_What is being asked_.
In the entries that follow, the first line to write out is the one containing "No linked ticket.", and the last is the one containing "not current_ value.". Reproduce that stretch exactly, with nothing before or after it.
# # # #
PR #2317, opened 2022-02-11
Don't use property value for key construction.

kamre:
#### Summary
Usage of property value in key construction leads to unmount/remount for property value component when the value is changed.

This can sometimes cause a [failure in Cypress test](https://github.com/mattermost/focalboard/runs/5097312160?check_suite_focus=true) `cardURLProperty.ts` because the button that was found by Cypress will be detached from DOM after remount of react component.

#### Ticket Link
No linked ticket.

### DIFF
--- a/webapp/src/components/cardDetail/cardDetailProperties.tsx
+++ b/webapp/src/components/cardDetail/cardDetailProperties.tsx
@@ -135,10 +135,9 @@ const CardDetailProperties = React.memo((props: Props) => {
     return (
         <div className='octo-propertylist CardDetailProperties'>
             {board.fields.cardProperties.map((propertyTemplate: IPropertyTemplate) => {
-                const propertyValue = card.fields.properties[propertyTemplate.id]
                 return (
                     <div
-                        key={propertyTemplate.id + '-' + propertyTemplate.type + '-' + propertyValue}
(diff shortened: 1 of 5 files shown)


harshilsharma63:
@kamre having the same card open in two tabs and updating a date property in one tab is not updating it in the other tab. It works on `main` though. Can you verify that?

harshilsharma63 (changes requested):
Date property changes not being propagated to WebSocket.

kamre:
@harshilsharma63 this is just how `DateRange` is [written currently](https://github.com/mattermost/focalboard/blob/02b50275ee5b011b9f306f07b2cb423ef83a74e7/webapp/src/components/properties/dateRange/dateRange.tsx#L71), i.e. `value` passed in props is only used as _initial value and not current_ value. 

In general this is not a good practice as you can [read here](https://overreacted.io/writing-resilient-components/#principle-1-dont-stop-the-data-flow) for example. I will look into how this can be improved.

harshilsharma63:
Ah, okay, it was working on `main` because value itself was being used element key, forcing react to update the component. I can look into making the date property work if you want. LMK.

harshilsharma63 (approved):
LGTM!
# # # #
_Task output_.
No linked ticket.

### DIFF
--- a/webapp/src/components/cardDetail/cardDetailProperties.tsx
+++ b/webapp/src/components/cardDetail/cardDetailProperties.tsx
@@ -135,10 +135,9 @@ const CardDetailProperties = React.memo((props: Props) => {
     return (
         <div className='octo-propertylist CardDetailProperties'>
             {board.fields.cardProperties.map((propertyTemplate: IPropertyTemplate) => {
-                const propertyValue = card.fields.properties[propertyTemplate.id]
                 return (
                     <div
-                        key={propertyTemplate.id + '-' + propertyTemplate.type + '-' + propertyValue}
(diff shortened: 1 of 5 files shown)


harshilsharma63:
@kamre having the same card open in two tabs and updating a date property in one tab is not updating it in the other tab. It works on `main` though. Can you verify that?

harshilsharma63 (changes requested):
Date property changes not being propagated to WebSocket.

kamre:
@harshilsharma63 this is just how `DateRange` is [written currently](https://github.com/mattermost/focalboard/blob/02b50275ee5b011b9f306f07b2cb423ef83a74e7/webapp/src/components/properties/dateRange/dateRange.tsx#L71), i.e. `value` passed in props is only used as _initial value and not current_ value. 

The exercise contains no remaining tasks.